横浜みなと大学病院で働く月野ゆんは、精神疾患をかかえた人の心の「核」に潜入し、治療をおこなう潜入心理師だ。日本で初めて人の心に潜入した潜入師で、ゆんの憧れの先輩である本城京と、精神科の看護師経験を持つ、同じく潜入師の先輩・蓮まこととともに、ゆんは今日も患者の記憶のなかへと潜っていく。

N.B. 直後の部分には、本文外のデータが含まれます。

PR #3794, opened 2023-11-07
feat: update cse script package changes for aks windows gpu feature

calvin197:
**What type of PR is this?**
kind feature

We need this PR to install nvidia gpu driver for Windows nodes.

Fixes #

**Requirements**:
  
- [ ] includes documentation
- [ ] adds unit tests

**Release note**:
```
none
```


staging/cse/windows/nvidiagpudriverfunc.ps1
```diff
@@ -0,0 +1,244 @@
...
+  
+function Get-Setup {
+    param(
+        [Parameter(Mandatory = $true)]
+        [PSCustomObject]$DriverUrlConfig
+    )
+
+    [OutputType([hashtable])]
+    
+    $GpuDriverURL = $DriverUrlConfig.GpuDriverURL
```
AbelHu, line 99: what is the endpoint of the url? We need to assure that they can be accessed in different clouds with custom's firewall settings.

staging/cse/windows/nvidiagpudriverfunc.ps1
```diff
@@ -0,0 +1,244 @@
...
+                Set-ExitCode -ExitCode $global:WINDOWS_CSE_ERROR_GPU_DRIVER_INSTALLATION_DOWNLOAD_FAILURE -ErrorMessage $ErrorMsg
+            }
+            else {
+                Start-Sleep -Seconds ($RetryCount * 2 + 1)
+                $RetryCount++
+            }
+        }
+    } while ($Loop)
+}
+function Get-UsingWebClient {
```
AbelHu, line 199: We use DownloadFileOverHttp so we can avoid download when the file is cached in the vhd.

staging/cse/windows/nvidiagpudriverfunc.ps1
```diff
@@ -0,0 +1,244 @@
+function Start-InstallGPUDriver {
+    param(
+        [Parameter(Mandatory = $true)]
+        [bool]$EnableInstall,
+        [Parameter(Mandatory = $true)]
+        [PSCustomObject]$DriverUrlConfig
+    )
+  
+    if (-not $EnableInstall) {
+        Write-ConsoleLog "ConfigGPUDriverIfNeeded is false. GPU driver installation skipped as per configuration."
```
AbelHu, line 10: I think that we need to investigate the log issue and then use wirte-log instead of Write-ConsoleLog

staging/cse/windows/nvidiagpudriverfunc.ps1
calvin197: The url can be set differently for different clouds. Currently in the rp PR draft, they are all set to be the same urls. Those urls don't work on the private clouds but we have the flexibility to configure them.
RP PR: [https://dev.azure.com/msazure/CloudNativeCompute/_git/aks-rp/pullrequest/8878419?_a=files&path=/resourceprovider/server/microsoft.com/datamodel/model/aksengine_azenvtypes.go](https://github.com/Azure/AgentBaker/pull/url)

Chris and I are currently working on creating a pipeline to release the drivers to acs mirror. Then we will change the url on the rp side to make sure they work on private clouds.

staging/cse/windows/nvidiagpudriverfunc.ps1
calvin197: Write-Log uses Write-Output instead of Write-Host. It will write to the output. If i use Write-Output, the $RebootNeeded (return value captured from Start-InstallGPUDriver) will capture all the logs along with other output. It will cause 2 issues: 

1) The logs will not be printed unless we handle them specially.
Something like this:
`$RebootNeeded = Start-InstallGPUDriver -EnableInstall $global:ConfigGPUDriverIfNeeded -DriverUrlConfig $DriverUrlConfig | Tee-Object -Variable "LogMessages"
`
2) The return value of Start-InstallGPUDriver will be more than a bool, which caused strange behavior in my standalone test.  (i.e. Start-InstallGPUDriver return false. But the return value also includes log message. Hence, the $RebootNeeded is interpreted as true, which causes misbehaviors.)

staging/cse/windows/nvidiagpudriverfunc.ps1
calvin197: But currently we don't cache the file. Are there plans in the roadmap to implement caching soon?

AbelHu: I think that we should cache all packages in the disk since it will avoid download failure and have better perf

staging/cse/windows/nvidiagpudriverfunc.ps1
calvin197: Since Write-Log is used frequently in many helper functions, to avoid the same issue in the future, I will make code changes to accommodate the use of Write-Log.

staging/cse/windows/nvidiagpudriverfunc.ps1
calvin197: Given that the combined size of the two drivers is approximately 1 GB, would it be acceptable to cache them in all VHDs?

staging/cse/windows/nvidiagpudriverfunc.ps1
```diff
@@ -0,0 +1,178 @@
...
+    }
+    catch {
+        $ErrorMsg = "Failed to query the SKU information."
+        Write-Log $ErrorMsg
+        Set-ExitCode -ExitCode $global:WINDOWS_CSE_ERROR_SKU_INFO_NOT_FOUND -ErrorMessage $ErrorMsg
+    }
+      
+    $Setup = @{
+        RebootNeeded = ($vmSize -ne $null -and $Compute.vmSize -match "_NV")
+        Target       = "$RootDir\..\$fileName"
```
AbelHu, line 120: Should we delete this file?

staging/cse/windows/nvidiagpudriverfunc.ps1
```diff
@@ -0,0 +1,178 @@
...
+    }
+  
+    Write-Log "ConfigGPUDriverIfNeeded is true. GPU driver installation started as per configuration."
+  
+    $RootDir = "C:\AzureData\Windows"
+  
+    try {
+        $FatalError = @()
+  
+        $LogFolder = "$RootDir\.."
```
AbelHu, line 21: Please also include the changes for log collection in this PR and validate whether the changes work as expected and it does not break current log collection.

staging/cse/windows/nvidiagpudriverfunc.ps1
```diff
@@ -0,0 +1,178 @@
...
+  
+        # Get the SetupTarget based on the input
+        $Setup = Get-Setup -DriverConfig $DriverConfig
+        $SetupTarget = $Setup.Target
+        Write-Log "Setup complete"
+        $IsSignatureValid = VerifySignature $SetupTarget 
+        if ($IsSignatureValid -eq $false) {
+            $ErrorMsg = "Signature embedded in $($SetupTarget) is not valid."
+            Write-Log $ErrorMsg
+            Set-ExitCode -ExitCode $global:WINDOWS_CSE_ERROR_GPU_DRIVER_INSTALLATION_FAILED -ErrorMessage $ErrorMsg
```
AbelHu, line 33: Please use different error code for different failures so we can know the failure reason without cse logs.

staging/cse/windows/nvidiagpudriverfunc.ps1
```diff
@@ -0,0 +1,178 @@
...
+        catch [System.TimeoutException] {
+            $ErrorMsg = "Timeout $Timeout s exceeded. Stopping the installation process. Reboot for another attempt."
+            Write-Log $ErrorMsg
+            Stop-Process -InputObject $p -Force
+            Set-ExitCode -ExitCode $global:WINDOWS_CSE_ERROR_GPU_DRIVER_INSTALLATION_TIMEOUT -ErrorMessage $ErrorMsg
+        }
+        catch {
+            $ErrorMsg = "Exception: $($_.ToString())"
+            Write-Log $ErrorMsg # the status file may get over-written when the agent re-attempts this step
+            Set-ExitCode -ExitCode $global:WINDOWS_CSE_ERROR_GPU_DRIVER_INSTALLATION_FAILED -ErrorMessage $ErrorMsg
```
AbelHu, line 75: Use a different error code for the exception

staging/cse/windows/nvidiagpudriverfunc.ps1
```diff
@@ -0,0 +1,178 @@
...
+        }
+      
+    }
+    catch {
+        $FatalError += $_
+        $errorCount = $FatalError.Count
```
AbelHu, line 81: Suggest to add ut to cover these lines. Otherwise it may not work as expected when the code is executed.

staging/cse/windows/nvidiagpudriverfunc.ps1
AbelHu, line 120: $RootDir is defined in Start-InstallGPUDriver. Recommend to pass the path as a parameter.

staging/cse/windows/nvidiagpudriverfunc.ps1
```diff
@@ -0,0 +1,178 @@
...
+        $ErrorMsg = "A fatal error occurred. Number of errors: $errorCount. Error details: $($_ | Out-String)"
+        Write-Log $ErrorMsg
+        Set-ExitCode -ExitCode $global:WINDOWS_CSE_ERROR_GPU_DRIVER_INSTALLATION_FAILED -ErrorMessage $ErrorMsg
+    }
+}
+  
+function Get-Setup {
```
AbelHu, line 88: Get-Setup is a little confused. It contains two parts: construct the setup object and download the driver. `Prepare-Installation` or something else may be better.

staging/cse/windows/nvidiagpudriverfunc.ps1
```diff
@@ -0,0 +1,178 @@
...
+        Target       = "$RootDir\..\$fileName"
+    }
+
+    Write-Log "Downloading from $GpuDriverURL to $($Setup.Target)"
+    DownloadFileOverHttp -Url $GpuDriverURL -DestinationPath $Setup.Target -ExitCode $global:WINDOWS_CSE_ERROR_GPU_DRIVER_INSTALLATION_DOWNLOAD_FAILURE
+  
+    return $Setup
+}
+  
+function Get-VmData {
```
AbelHu, line 129: We have a function `Retry-Command`. You can reference the existing code, for example

    try {
        $response = Retry-Command -Command "Invoke-RestMethod" -Args @{Uri=$uri; Method="Get"; ContentType="application/json"; Headers=$headers} -Retries 5 -RetryDelaySeconds 10
    } catch {
        Set-ExitCode -ExitCode $global:WINDOWS_CSE_ERROR_GET_SUBNET_PREFIX -ErrorMessage "Error getting subnet prefix. Error: $_"
    }

staging/cse/windows/nvidiagpudriverfunc.ps1
```diff
@@ -0,0 +1,178 @@
...
+                Set-ExitCode -ExitCode $global:WINDOWS_CSE_ERROR_GPU_DRIVER_INSTALLATION_FAILED -ErrorMessage $ErrorMsg
+            }
+  
+            if ($Setup.RebootNeeded -or $p.ExitCode -eq 1) {
+                Write-Log "Reboot is needed for this GPU Driver..."
+                $global:RebootNeeded = $true
+            }
+        }
+        catch [System.TimeoutException] {
+            $ErrorMsg = "Timeout $Timeout s exceeded. Stopping the installation process. Reboot for another attempt."
```
AbelHu, line 67: s => seconds?

AbelHu: Windows cannot return the error message to the users so `Reboot for another attempt` does not work

staging/cse/windows/nvidiagpudriverfunc.ps1
```diff
@@ -0,0 +1,178 @@
...
+        $vmSize = $Compute.vmSize
+    }
+    catch {
+        $ErrorMsg = "Failed to query the SKU information."
+        Write-Log $ErrorMsg
+        Set-ExitCode -ExitCode $global:WINDOWS_CSE_ERROR_SKU_INFO_NOT_FOUND -ErrorMessage $ErrorMsg
+    }
+      
+    $Setup = @{
+        RebootNeeded = ($vmSize -ne $null -and $Compute.vmSize -match "_NV")
```
AbelHu, line 119: "XXX_nvfads" also matches "_NV"

staging/cse/windows/nvidiagpudriverfunc.ps1
```diff
@@ -0,0 +1,178 @@
...
+  
+        $LogFolder = "$RootDir\.."
+  
+        Write-Log "Attempting to install Nvidia driver..."
+  
+        # Get the SetupTarget based on the input
+        $Setup = Get-Setup -DriverConfig $DriverConfig
+        $SetupTarget = $Setup.Target
+        Write-Log "Setup complete"
+        $IsSignatureValid = VerifySignature $SetupTarget
```
AbelHu, line 29: It seems like that the target is MSI or exe. Will the final official package be same as the package used for testing now?

staging/cse/windows/nvidiagpudriverfunc.ps1
```diff
@@ -0,0 +1,178 @@
+function Start-InstallGPUDriver {
+    param(
+        [Parameter(Mandatory = $true)]
+        [bool]$EnableInstall,
+        [Parameter(Mandatory = $true)]
+        [PSCustomObject]$DriverConfig
```
AbelHu, line 6: Can we use string URL instead of object as the parameter? It will help us to reduce the cse length in https://github.com/Azure/AgentBaker/pull/3820/files#diff-fdbab787063757b4c74fc431a241ee84d3f02448e4f60b4b22f731c917832fbb

staging/cse/windows/nvidiagpudriverfunc.ps1
calvin197: renamed Get-Setup to Prepare-Installation

staging/cse/windows/nvidiagpudriverfunc.ps1
calvin197: added Remove-InstallerFile to remove installer after successful installation

staging/cse/windows/nvidiagpudriverfunc.ps1
calvin197: refactored to use existing Retry-Command

staging/cse/windows/nvidiagpudriverfunc.ps1
calvin197: Refactored to use Prepare-Installation

staging/cse/windows/nvidiagpudriverfunc.ps1
calvin197: added unique error code

staging/cse/windows/nvidiagpudriverfunc.ps1
calvin197: added unique error code

staging/cse/windows/nvidiagpudriverfunc.ps1
calvin197: Removed this catch block

staging/cse/windows/nvidiagpudriverfunc.ps1
calvin197: Is it a typs of VM that has GPU? If not, rp will block the request. We can only reach this line when the vm size is either NV, ND, or NC series VMs.

staging/cse/windows/nvidiagpudriverfunc.ps1
calvin197: Yes, they will be the same package.

staging/cse/windows/provisioningscripts/loggenerator.ps1
```diff
@@ -87,6 +87,15 @@ $kLogFiles | Foreach-Object {
     Create-SymbolLinkFile -SrcFile (Join-Path "C:\k\" $_) -DestFile (Join-Path $aksLogFolder $_)
 }
 
+$nvidiaInstallLogFolder="C:\AzureData\NvidiaInstallLog"
+if (Test-Path $nvidiaInstallLogFolder) {
+    $logFiles=Get-ChildItem (Join-Path $nvidiaInstallLogFolder *.log)
+    $logFiles | Foreach-Object {
+        $fileName = [IO.Path]::GetFileName($_)
+        Create-SymbolLinkFile -SrcFile (Join-Path $nvidiaInstallLogFolder $fileName) -DestFile (Join-Path $aksLogFolder $fileName)
```
AbelHu, line 95: Does the gpu install log file have a unique prefix so there is no conflict when creating symbol links in $aksLogFolder?

staging/cse/windows/debug/collect-windows-logs.ps1
```diff
@@ -309,6 +309,12 @@ if ($tempFile -ne "") {
   $paths += $tempFile
 }
 
+#Collect Nvidia log files
+$tempFile=(CollectLogsFromDirectory -path "C:\AzureData\NvidiaInstallLog" -targetFileName "NvidiaInstallLog-$($timeStamp).zip")
```
AbelHu, line 313: Are those gpu log files not used when running this script? Compress-Archive will fail if the log files are being written.

staging/cse/windows/nvidiagpudriverfunc.ps1
```diff
@@ -0,0 +1,169 @@
...
+    if (-not $EnableInstall) {
+        Write-Log "ConfigGPUDriverIfNeeded is false. GPU driver installation skipped as per configuration."
+        return
+    }
+  
+    Write-Log "ConfigGPUDriverIfNeeded is true. GPU driver installation started as per configuration."
+  
+    if ([string]::IsNullOrEmpty($GpuDriverURL)) {
+        $ErrorMsg = "DriverURL is not properly specified."
+        Write-Log $ErrorMsg
```
AbelHu, line 19: Remove logging before calling Set-ExitCode since Set-ExitCode will always log the error message before exit with the ExitCode.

ゆんには、患者の心の「核」がどこにあるかがわかる不思議な力があった。幼いころに母親から「あんたなんか、産むんじゃなかった」と言われた記憶、いじめに加担してしまった記憶、夫の不倫発覚など、ゆんたちが対峙する患者の心の「核」は様々だ。まだ新しい資格で成り手が少ないなか、ゆんがこの仕事を志したのには、実は理由があって──。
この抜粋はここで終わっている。